Assignment: Below are the records; give again exactly the line with "After upgrading to", the line with "Thanks ! Applied path to integration", and each line that lies between them, and nothing besides.
*** Block opens ***
PR #199, opened 2015-06-22
resolves issue 196

### LINKED ISSUE #196: allow 'extraHosts' to accept hostname as destination ip
this is similar to #101.

i want to specify a hostname as the destination address in the maven configuration that will be resolved to an ip address at runtime, eg:
```xml
<run>
  <extraHosts>
    <host>dev-db.hostname.pvt:docker-dev.hostname.pvt</host>
  </extraHosts>
</run>
```
this lets me inject the correct ip address by way of `/etc/hosts` instead of using maven properties. 

if the specified host cannot be resolved at start time, the plugin will throw an error.

jgangemi:
- allow 'extraHosts' ip addresses to be resolved at runtime

### DIFF
--- a/doc/changelog.md
+++ b/doc/changelog.md
@@ -1,5 +1,8 @@
 # ChangeLog
 
+* **0.12.1**
+  - allow `extraHosts` ips to be resolved at runtime
+
 * **0.12.0**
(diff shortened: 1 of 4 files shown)


rhuss:
Applied to integration and pushed. Thanks !

PR #200, opened 2015-06-23
wait command fails due to empty data being returned from docker logs

tszpinda:
After upgrading to Docker 1.7 we started to have problems with wait command which was timing out as it was giving up reading from logs due to first two reads in header not containing expected data (the declaredLength being 0). PR fixes this issue.


rhuss:
Thanks ! Applied path to integration

PR #204, opened 2015-06-24
docker:build - add support for WORKDIR

ttiurani:
This is a pretty straightforward feature addition of the WORKDIR Dockerfile parameter:
https://docs.docker.com/reference/builder/#workdir
Would it be possible to pull?


rhuss:
Adapted and applied to integration.

PR #212, opened 2015-07-06
fix #211 - wait url can contain user information

### LINKED ISSUE #211: Start wait url does not support user information in URL
Currently _wait_ option times out always when you try to refer to protected URL.
Specifying  user auth info in URL does not make any difference.

I added some logging to HttpPingChecker and reason is http error 401:
```
...
[DEBUG] DOCKER> wait url 'http://user:pass@host/someurl' exception: Read timed out
[DEBUG] DOCKER> wait url 'http://user:pass@host/someurl' response code: 401
...
```

*WaitUtil.HttpPingChecker* uses *java.net.HttpURLConnection* and this is probable reason.

I think there are two options to allow user auth info:
* use apache HttpClient lib which support user info by default (library is already in plugin depedencies).
* keep using *java.net.HttpURLConnection* but:
  * extend configuration with authorization user / password (required configuration format change), or
  * extract auth info from specified url before using it.

I tested HttpClient option and can supply pull request for that.

tdomzal:
Replace ping implementation from java.net.HttpURLConnection
to Apache HttpClient. Generate ping errors diagnostics info
when maven debug level is active.
Fixes #211.

### DIFF
--- a/src/main/java/org/jolokia/docker/maven/StartMojo.java
+++ b/src/main/java/org/jolokia/docker/maven/StartMojo.java
@@ -114,7 +114,7 @@ public class StartMojo extends AbstractDockerMojo {
             ArrayList<String> logOut = new ArrayList<>();
             if (wait.getUrl() != null) {
                 String waitUrl = StrSubstitutor.replace(wait.getUrl(), projectProperties);
-                checkers.add(new WaitUtil.HttpPingChecker(waitUrl));
+                checkers.add(new WaitUtil.HttpPingChecker(waitUrl, log));
                 logOut.add("on url " + waitUrl);
             }
             if (wait.getLog() != null) {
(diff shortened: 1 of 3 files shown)


rhuss:
Thanks a lot ! Could you please sign-off your PR as described [here](https://github.com/rhuss/docker-maven-plugin/blob/master/doc/contributing.md) ? 

I will integrate it for 0.13.2 which will be released probably end of next week.

tdomzal:
Sure. 
Take a look at updated commit message if it is OK.

rhuss:
perfect, thanks !

rhuss:
Merged into branch integration. 'hope you don't mind that I removed the debugging again (in order to keep the API a bit cleaner). 

If there's a good reason we can add it again.

Thanks !

tdomzal:
I thought logging may be handy when visible with maven -X flag but of course I don't mind if you just clean it out.
Thanks!

PR #1336, opened 2020-04-22
Update RegistryService.java

### LINKED ISSUE #1337: pulling with multiple accounts from the same registry does not work
The authentication mechanism using the maven settings.xml doesn't work as [described](https://maven.fabric8.io/#authentication) 
We have a maven build that needs to pull 2 docker images which are maintained by separate organisations but are both  located in the gitlab docker registry.
The documentation says "If you have multiple accounts for the same registry, the second user can be specified as part of the ID", this means that the following setting.xml should work

`...
<servers>
  <server>
    <id>registry.gitlab.com/company-a</id>
    <username>user</username>
    <password>psw</password>
  </server>
  <server>
    <id>registry.gitlab.com/company-b</id>
    <username>user</username>
    <password>psw</password>
  </server>
</servers>
...`
which then should allow for the following plugin configuration
`...
<plugin>
	    <groupId>io.fabric8</groupId>
	    <configuration>
          <images>
              <image>
            		<name>registry.gitlab.com/company-a/app:1.0.0</name>	
              </image>
              <image>
            		<name>registry.gitlab.com/company-b/anotherapp:2.0.0</name>	
              </image>
          </images>
      </configuration>
</plugin>
...`

However the above doesn't work, the plugin fails to obtain credentials and is unable to pull
I can only get this to work by having in the settings.xml
`...
<server>
  <id>registry.gitlab.com</id>
  <username>user</username>
  <password>psw</password>
</server>
...`
but this results in being able to pull only one of the images as the credentials don't work for the second image.

I found the following issue #174 which is related to this issue but only talks about pushing images

I have traced this in the code and found that when pulling io.fabric8.maven.docker.util.AuthConfigFactory.createAuthConfig is being called from the io.fabric8.maven.docker.service.RegistryService with the user parameter set to null. If this user parameter is passed then the behaviour is as expected.  

I have submitted a PR that fixes this issue
#1336

Best Regards,

Johan

johanra:
Fix #1337 take into account the imageName.getUser() when determining credentials for the pull

### DIFF
--- a/src/main/java/io/fabric8/maven/docker/service/RegistryService.java
+++ b/src/main/java/io/fabric8/maven/docker/service/RegistryService.java
@@ -98,7 +98,7 @@ public class RegistryService {
             imageName.getRegistry(),
             registryConfig.getRegistry());
         docker.pullImage(imageName.getFullName(),
-                         createAuthConfig(false, null, actualRegistry, registryConfig), actualRegistry);
+                         createAuthConfig(false, imageName.getUser(), actualRegistry, registryConfig), actualRegistry);
         log.info("Pulled %s in %s", imageName.getFullName(), EnvUtil.formatDurationTill(time));
         pullManager.pulled(image);
 


rohanKanojia:
@johanra: Could you please provide some input on what this PR is trying to fix?  Some test validating desired behavior would be nice

johanra:
@rohanKanojia the issues is described in issue #1337

rhuss:
Thanks ! Looks good to me and sorry for the delay ...

PR #1347, opened 2020-06-12
bug fix for Volume binding bug in windows #1338

### LINKED ISSUE #1338: Volume binding bug in windows
### Description
I think volume binding in windows has a bug.
Consider this snippet
```
<volumes>
  <bind>
        <volume>${settings.localRepository}/../:/var/maven/.m2</volume>
   </bind>
</volumes>
```
on a windows pc it can resolve to C:\Users\giovanni\.m2\repository/../
If you run the plugin with this volume configuration the container does not start and report File not found
If you use an explicit Windows path value like this one
```
<volumes>
  <bind>
        <volume>C:\Users\giovanni\.m2\:/var/maven/.m2</volume>
   </bind>
</volumes>
```
the container starts correctly
Looking at the code it seems that in class VolumeBindingUtil

`public static String resolveRelativeVolumeBinding(File baseDir, String bindingString) `

the code applies
 
`resolvedFile.getCanonicalFile().getAbsolutePath()`

only to relative paths

On windows the canonicalization operation it's needed even on absolute paths since it translates 
C:\Users\giovanni\.m2\repository/../ to C:\Users\giovanni\.m2

### Info

* d-m-p version : all 
* Maven version (`mvn -v`) : 3.6.1

I don't think the problem is bound to a specific maven version

giovannicuccu:
Hi this is a pull request for issue #1338 
I fixed only the specific issue I was having because when I tried to make the code more generic some tests were failing. The current code considers the initial rel of 'rel:/path/to/container/dir' as an absolute path which is not, when I tried to align the code considering rel as a relative some tests were failing and I do not have enough knowledge about this project in order to make a wider fix.

Fix #1338

### DIFF
--- a/src/main/java/io/fabric8/maven/docker/util/VolumeBindingUtil.java
+++ b/src/main/java/io/fabric8/maven/docker/util/VolumeBindingUtil.java
@@ -1,6 +1,7 @@
 package io.fabric8.maven.docker.util;
 
 import io.fabric8.maven.docker.config.RunVolumeConfiguration;
+import org.apache.commons.lang3.SystemUtils;
 
 import java.io.File;
 import java.io.IOException;
@@ -53,6 +54,11 @@ public class VolumeBindingUtil {
      * A dot representing the current working directory
      */
     private static final String DOT = ".";
+
+    /**
+     * A dot representing the parent directory
+     */
+    private static final String DOUBLE_DOT = "..";
 
     /**
      * A tilde representing the current user's home directory
@@ -165,6 +171,14 @@ public class VolumeBindingUtil {
         // - datavolume:/var/lib/mysql
 
         String[] pathParts = bindingString.split(":");
+        if (SystemUtils.IS_OS_WINDOWS &&  WINDOWS_DRIVE_PATTERN.matcher(bindingString).matches() && pathParts.length>2) {
+            String[] winPathParts = new String[pathParts.length-1];
+            winPathParts[0]=pathParts[0]+":"+pathParts[1];
+            for (int i=1;i<winPathParts.length;i++) {
+                winPathParts[i]=pathParts[i+1];
+            }
+            pathParts=winPathParts;
+        }
         String localPath = pathParts[0];
 
         if (isRelativePath(localPath)) {
@@ -177,6 +191,13 @@ public class VolumeBindingUtil {
                 }
                 resolvedFile = resolveAbsolutely(localPath, baseDir.getAbsolutePath());
             }
+            try {
+                localPath = resolvedFile.getCanonicalFile().getAbsolutePath();
+            } catch (IOException e) {
+                throw new RuntimeException("Unable to canonicalize '" + resolvedFile + "'");
+            }
+        } else if (SystemUtils.IS_OS_WINDOWS && (localPath.contains(DOUBLE_DOT))) {
+            File resolvedFile=new File(localPath);
             try {
                 localPath = resolvedFile.getCanonicalFile().getAbsolutePath();
             } catch (IOException e) {
--- a/src/test/java/io/fabric8/maven/docker/util/VolumeBindingUtilTest.java
+++ b/src/test/java/io/fabric8/maven/docker/util/VolumeBindingUtilTest.java
@@ -1,6 +1,7 @@
 package io.fabric8.maven.docker.util;
 
 import io.fabric8.maven.docker.config.RunVolumeConfiguration;
+import org.junit.Assume;
 import org.junit.Ignore;
 import org.junit.Test;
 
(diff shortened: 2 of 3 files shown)


src/test/java/io/fabric8/maven/docker/util/VolumeBindingUtilTest.java
```diff
@@ -302,4 +302,18 @@ public void testIsRelativePathForWindows() {
         assertFalse(isRelativePath("C:\\"));                               // C:\
         assertFalse(isRelativePath("\\"));                                 // \
     }
+
+    /**
+     * Insures that a host volume binding string that contains a windows path with .. is correctly canonicalized
+     */
+    @Test
+    public void testResolveAbsoluteWindowsVolumePath() {
+        String volumeString = format(BIND_STRING_FMT, "C:\\dir/subdir/../", CONTAINER_PATH);
```
rohanKanojia, line 311: your test is passing on windows but not on Linux. I think we should refactor this to pick different volume strings depending upon underlying OS

rhuss (commented):
I think there is a typo with DOUBLE_DOT

src/main/java/io/fabric8/maven/docker/util/VolumeBindingUtil.java
```diff
@@ -164,6 +170,14 @@ public static String resolveRelativeVolumeBinding(File baseDir, String bindingSt
         // - datavolume:/var/lib/mysql
 
         String[] pathParts = bindingString.split(":");
+        if (SystemUtils.IS_OS_WINDOWS &&  WINDOWS_DRIVE_PATTERN.matcher(bindingString).matches() && pathParts.length>2) {
```
rhuss, line 173: `> 2` or maybe `>= 2` ? (question do expect more 2 colons or only a single colon ?)

src/main/java/io/fabric8/maven/docker/util/VolumeBindingUtil.java
```diff
@@ -181,6 +195,13 @@ public static String resolveRelativeVolumeBinding(File baseDir, String bindingSt
             } catch (IOException e) {
                 throw new RuntimeException("Unable to canonicalize '" + resolvedFile + "'");
             }
+        } else if (SystemUtils.IS_OS_WINDOWS && (localPath.contains(DOUBLE_DOT))) {
```
rhuss, line 198: I think you can always resolve the absolut path, regardless wether its on Window/Linux or whether it contains .. or not. In the worst case its a no-operation, but it would be easier to read.

src/test/java/io/fabric8/maven/docker/util/VolumeBindingUtilTest.java
rhuss: I wonder whether there is annotation for JUnit to run tests on specific platforms only. If this is possible we can just create two tests, one for windows and one for unix like operating systems.

giovannicuccu: As far as I know the annotation for running Test on a specific platform (@EnabledOnOs) is Junit 5 specific. I added 
`Assume.assumeTrue(System.getProperty("os.name").toLowerCase().startsWith("win")); `
in the test code

src/main/java/io/fabric8/maven/docker/util/VolumeBindingUtil.java
```diff
@@ -53,6 +54,11 @@
      */
     private static final String DOT = ".";
 
+    /**
+     * A dot representing the parent directory
+     */
+    private static final String DOUBLE_DOT = ".";
```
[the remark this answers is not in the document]
giovannicuccu: It was a typo the real value shoud be "..". 
Fixed.
the test passes because I'm using String.contains that is also true for "."

src/main/java/io/fabric8/maven/docker/util/VolumeBindingUtil.java
giovannicuccu: My first try was exactly this, but doing so make cause some test failures and I don't know this project enough to understand how to fix the additional failures

giovannicuccu:
I pushed a new commit con my branch, let me know if you see the new version

src/test/java/io/fabric8/maven/docker/util/VolumeBindingUtilTest.java
rohanKanojia: I think for now this is okay too. Let's try to get this merged. We can refactor this later in case we migrate to Junit5 in future

rohanKanojia (approved):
*** Block closes ***
Your solution:
After upgrading to Docker 1.7 we started to have problems with wait command which was timing out as it was giving up reading from logs due to first two reads in header not containing expected data (the declaredLength being 0). PR fixes this issue.


rhuss:
Thanks ! Applied path to integration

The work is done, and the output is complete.